# Exercise prompt:
Copy whichever lines of the data hold the word "opened".

Dataset entries
Issue #6773, opened 2016-07-27
Different flow experience for +18 and under 18


ngjo:
#### User Story

As a user, if I will be 18 by the election, I want to get the registration form and be able to register.

As a user, if I will be under 18 by the election, I want to get the competition and social share experience.
#### Additional Information (optional)

Think this will be looking at their birthday (in the DS system). Election is on November 8, 2016 so they must be born on November 8, 1998 or earlier to by 18 by the election day.
#### Why This Matters

So the user gets the right flow

PR #6805, opened 2016-08-02
add voter reg modal and share modal (ish)

### LINKED ISSUE #6774: Voter widget as a pop-up modal
#### User Story

As a user, when I sign-up for the campaign, I want to be greeted with the registration modal (or the under 18 experience -- see #6773) as a pop-up!

So they don't have to scroll down to click the "Register to Vote" in the Stuff You Need section -- we still want to keep the link in that section too.  (Will get exact wording for what that link should be!)
#### Why This Matters

So the user can be prompted immediately

katiecrane:
#### What's this PR do?

This is one step forward (I don't want it to become a super huge PR). Current behavior is that when a user comes to a campaign with voter registration enabled, we check how old they are and give them either the share modal or the voter reg modal. I haven't added in any logic on when to stop serving them a modal. In the `Stuff You Need` section they are able to get directly to the voter reg module as well (perhaps we want to hide this if they are too young?). 

Go to a campaign with voter reg enabled. Try with an 18+ user and a not-18-by-election-day user. Make sure the behavior is as described above.

VOTIN'
#### Relevant tickets

Fixes #6774
Refs #6773
#### Checklist
- [x] Tested on staging.

cc: @ngjo


ngjo:
hey @katiecrane i tried enabling it on here https://staging.dosomething.org/us/node/1283/custom-settings but it doesn't seem to be popping up or showing up in "stuff you need" -- do i need to do something else to enable it?

katiecrane:
@ngjo It hasn't been merged yet 😄 what we have so far is turned on on the space jam campaign though!

ngjo:
doyyyyy @katiecrane will try it out there!

ngjo:
@katiecrane i just tried it on space jam campaign with someone born in 2000 but when i click "register to vote" the registration form popped up

lib/modules/dosomething/dosomething_campaign/dosomething_campaign.theme.inc
```diff
@@ -413,27 +413,34 @@ function dosomething_campaign_preprocess_action_page(&$vars, &$wrapper) {
...
+  $share_button_markup = dosomething_helpers_share_bar($custom_organ_share_link, $social_share_types, 'organ_donation_referral', 'social-menu');
 
   $vars['custom_organ_share_link'] = $custom_organ_share_link;
-  $vars['organ_share_bar'] = $organ_donations_share_button_markup;
+  $vars['organ_share_bar'] = $share_button_markup;
+  $vars['social_share_bar'] = $share_button_markup;
+  $vars['custom_social_share_link'] = $custom_social_share_link;
+
+  // If we are registering voters check to see if the user will be 18 by the election
+  if (array_key_exists('enable_voter_registration', $campaign->variables) && $campaign->variables['enable_voter_registration']) {
```
angaither, line 442: we should add a `@todo` to see if ( name of feautre is enabled) because we use this chuck of code all over the place

lib/modules/dosomething/dosomething_campaign/dosomething_campaign.theme.inc
```diff
@@ -413,27 +413,34 @@ function dosomething_campaign_preprocess_action_page(&$vars, &$wrapper) {
...
+    $vars['can_vote'] = dosomething_user_will_be_eightteen_by_date('Nov 8 2016', $person);
```
angaither: where are you getting this `$person` var?

lib/modules/dosomething/dosomething_user/dosomething_user.module
```diff
@@ -757,6 +757,29 @@ function dosomething_user_is_under_thirteen($user = NULL) {
...
 
 /**
+ * Checks that user will be 18 by a certain date
+ *
+ * @param $date
+ *
+ * @return bool
+ *  Returns true if user will be 18 by the given date, else false.
+ */
+function dosomething_user_will_be_eightteen_by_date($date, $user = NULL) {
```
angaither: I think we have a function that gets the date diff somewhere already...

angaither:
@jen also wait, I am confused by this PR because I thought that the flow was 
over 18 + ---> voter reg
under 18 ----> competitions (not share)

ngjo:
@angaither it's either a share modal and then the competitions modal OR the competitions modal ideally w/  the custom social share link included in the text (if not, then just text directing them to the custom social share) -- when i was talking about it with @katiecrane i proposed both and left it up to her to see which was the easiest

lib/modules/dosomething/dosomething_campaign/dosomething_campaign.theme.inc
katiecrane, line 442: @angaither yeah it comes up a whole lot. good call

lib/modules/dosomething/dosomething_campaign/dosomething_campaign.theme.inc
katiecrane: OOPS that is left over from a test and just so happens to have no a(e?)ffect. thanks!

katiecrane:
@angaither @ngjo yup what Jen said is what I was aiming for. I started with just share (main goal being to have something different come up for under 18 users) and plan to either smush that and competitions into one modal or follow it up with the competitions one

lib/modules/dosomething/dosomething_user/dosomething_user.module
katiecrane: @angaither I couldn't find that function but I switched this one to be more general. Now it just returns the age of a user on the given date. Seems like that might be worth having but I'm down to remove

angaither:
🚢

# Your solution:
Issue #6773, opened 2016-07-27
PR #6805, opened 2016-08-02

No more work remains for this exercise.